Amd athlon 64 3200+ is a 754 socket processor. while ASUS Sk8n is a 940 socket mobo meant 4 opteron and AMD 64 FX - 51/53 only. Moreover nothing like AMD athlon 64 FX 3200+ exists. how did it cam 2 ur mind that u will get AThlon 64 FX 4 12K. Athlon 64 FX -51 lowest in FX series cost nearly above 20K and is rarely available in india.


----------



## icecoolz (Dec 9, 2004)

lol...I think hes just copy pasted the info from somewhere. UIGB Kingston at 16000  :roll: lol.... 800GB SATA HDD's and what not....he even suggested a 7.1 sound card and 5.1 speakers....sheesh...


----------



## liquid_nitrogen88 (Dec 9, 2004)

thats the prob if u learn without thinkin n if u think without learning




> AMD 64 FX 3200+


AMD 64 FX are 51,53(2.4GHz) &55(2.6GHz).There is no 3200+
currently available 51 is socket 940,53 both 939 & 940 and 55 socket 939.



> Mainboard: ASUS SK8N


ASUS SK8N is Socket 940 and supports both AMD Opteron(Series 100 and 200) & Athlon 64 FX(51 & 53 obviously).Its a nForce3 motherboard.It cant b said as the best board out there as  nForce4 SLI motherboards occupy the top positions.

this much is enough for not 2 continue readin that  mail.......



> Hitachi 7K400 x2 800GB


oh..my...


----------



## game_dev (Dec 9, 2004)

I want to buy a new system. I have decided to go for AMD64. I will use it for: Programming, 3ds max & other 3d modelling, image editing, gaming(Doom3, HL2 etc). Please suggest me a few things. 

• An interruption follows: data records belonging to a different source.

PR #1394, opened 2021-12-07
Ignore duplicate blocks, increase desired peer counts

ljedrz:
This PR aims to allow the nodes to handle more connections by ensuring that any duplicate inbound blocks are quickly identified and discarded.

The default numbers for client peers is greatly increased, while the number for miners is increased to a smaller extent.

### DIFF
--- a/src/environment/mod.rs
+++ b/src/environment/mod.rs
@@ -140,8 +140,8 @@ impl<N: Network> Environment for ClientTrial<N> {
         "159.223.124.150:4132", "137.184.192.155:4132", "147.182.213.228:4132", "137.184.202.162:4132", "159.223.118.35:4132",
         "161.35.106.91:4132", "157.245.133.62:4132", "143.198.166.150:4132",
     ];
-    const MINIMUM_NUMBER_OF_PEERS: usize = 11;
-    const MAXIMUM_NUMBER_OF_PEERS: usize = 31;
+    const MINIMUM_NUMBER_OF_PEERS: usize = 41;
+    const MAXIMUM_NUMBER_OF_PEERS: usize = 71;
 }
 
 #[derive(Clone, Debug, Default)]
@@ -156,7 +156,7 @@ impl<N: Network> Environment for MinerTrial<N> {
         "159.223.124.150:4132", "137.184.192.155:4132", "147.182.213.228:4132", "137.184.202.162:4132", "159.223.118.35:4132",
         "161.35.106.91:4132", "157.245.133.62:4132", "143.198.166.150:4132",
     ];
-    const MINIMUM_NUMBER_OF_PEERS: usize = 11;
-    const MAXIMUM_NUMBER_OF_PEERS: usize = 21;
+    const MINIMUM_NUMBER_OF_PEERS: usize = 21;
+    const MAXIMUM_NUMBER_OF_PEERS: usize = 31;
     const COINBASE_IS_PUBLIC: bool = true;
 }
--- a/src/network/peers.rs
+++ b/src/network/peers.rs
@@ -29,10 +29,13 @@ use crate::{
 use snarkvm::dpc::prelude::*;
 
 use anyhow::{anyhow, Result};
+use circular_queue::CircularQueue;
 use futures::SinkExt;
+use once_cell::sync::Lazy;
 use rand::{prelude::IteratorRandom, rngs::OsRng, thread_rng, Rng};
 use std::{
     collections::{HashMap, HashSet},
+    hash::{BuildHasher, Hash, Hasher},
     net::SocketAddr,
     sync::Arc,
     time::{Duration, Instant, SystemTime},
@@ -46,6 +49,7 @@ use tokio::{
 };
 use tokio_stream::StreamExt;
 use tokio_util::codec::Framed;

For the above mentioned uses, I think AMD should be the best or should I go for something without pins on it (Intel)  ? 

Should I go for Athlon 64 3200+ or 3500+? Any much difference?

Should I go for ASUS A8N-SLI Deluxe ? Firstly, is it availaible in India? If so at what cost (In another thread, it was about 18000)? Is it really worth the extra cost or it is just useful if we are using SLI? Is there any significant performance increase above NForce3? 

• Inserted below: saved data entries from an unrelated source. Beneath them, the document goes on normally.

PR #1396, opened 2021-12-08
Stricter task accounting

ljedrz:
This PR extends `Peers` with the `Tasks` object, so that all pending connection requests and other peer-related tasks can be aborted upon shutdown.

This should improve the situation with issues like https://github.com/AleoHQ/snarkOS/issues/1380 by making the shutdown process more predictable.

### DIFF
--- a/src/network/peers.rs
+++ b/src/network/peers.rs
@@ -117,7 +117,7 @@ impl<N: Network, E: Environment> Peers<N, E> {
     /// Initializes a new instance of `Peers`.
     ///
     pub(crate) async fn new(
-        tasks: &mut Tasks<JoinHandle<()>>,
+        tasks: Tasks<JoinHandle<()>>,
         local_ip: SocketAddr,
         local_nonce: Option<u64>,
         local_status: &Status,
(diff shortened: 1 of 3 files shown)


ljedrz:
The CI failure is spurious, but I can't rerun it:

I have heard/read that AMD64 does not support DDR2. Correct me if I am wrong. I have decided for 512 MB DDR400 (256x2). 

What graphics card should I buy? Should I go for GeForce Fx57/900 / 6600? or an ATI? For ATI, please suggest. I want to do 3D modelling & play latest games.  

What is the cost of an 80 GB 7200rpm SATA HDD? 

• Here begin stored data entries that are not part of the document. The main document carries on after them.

PR #1397, opened 2021-12-08
Don't disconnect from sync nodes too soon

ljedrz:
I noticed this while starting a node with high desired peer counts; it would start disconnecting from peers stating it's over the limit, while it was far from it. It appears that it was the condition checking if too many sync nodes are connected - I relaxed it so that it only goes into force when the node has at least the minimum number of peers.

In addition, since it's highly unlikely that this value will change in that context, the number of currently connected peers is now obtained just once, at the beginning, for improved performance

This PR has the potential to improve issues like https://github.com/AleoHQ/snarkOS/issues/1358.

### DIFF
--- a/src/network/peers.rs
+++ b/src/network/peers.rs
@@ -332,12 +332,15 @@ impl<N: Network, E: Environment> Peers<N, E> {
                 }
             }
             PeersRequest::Heartbeat(ledger_reader, ledger_router, prover_router) => {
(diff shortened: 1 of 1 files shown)


niklaslong (approved):

apruden2008:
@howardwu please approve this P1 PR

howardwu (approved):

howardwu:
LGTM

Please post your comments.

Bye


----------



## icecoolz (Dec 9, 2004)

> What graphics card should I buy? Should I go for GeForce Fx57/900 / 6600? or an ATI? For ATI, please suggest. I want to do 3D modelling & play latest games.



6600 Would be your best bet if ur lookin for a price to performance ratio. There is no point goin in for SLI mobos at the mobo as either they are too expensive or you cant afford 2 PCI-E cards at the moment. 



> What is the cost of an 80 GB 7200rpm SATA HDD?



3800 Rs


----------



## liquid_nitrogen88 (Dec 10, 2004)

well..well..well...thats a good bunch of questions sure to tease our brains for some time to come.....  

 But Game,first tell wats ur budget as it all depends on that....



> I want to buy a new system. I have decided to go for AMD64. I will use it for: Programming, 3ds max & other 3d modelling, image editing, gaming(Doom3, HL2 etc). Please suggest me a few things.For the above mentioned uses, I think AMD should be the best or should I go for something without pins on it (Intel)


Go for AMD(this is backed up by extensive research of reviews in net which u may repeat)



> Should I go for Athlon 64 3200+ or 3500+? Any much difference?


I am personally gettin a 3200+ soon.But my needs are quite diff from urs.The performance(n prices too) goes up till 4000+.Still higher is the FX64 series in both.For your requirements anything higher than 3500+ will b needed.(3500+ is 2.2GHz).




> Should I go for ASUS A8N-SLI Deluxe ? Firstly, is it availaible in India? If so at what cost (In another thread, it was about 18000)?


Dont go 4 it.Availability i dont kno.cost in $ around 350.



> Is it really worth the extra cost or it is just useful if we are using SLI? Is there any significant performance increase above NForce3?


There is a definite gain over nforce3 but the cost cant be justified at this stage unless if u can wait 4 a couple of months more.....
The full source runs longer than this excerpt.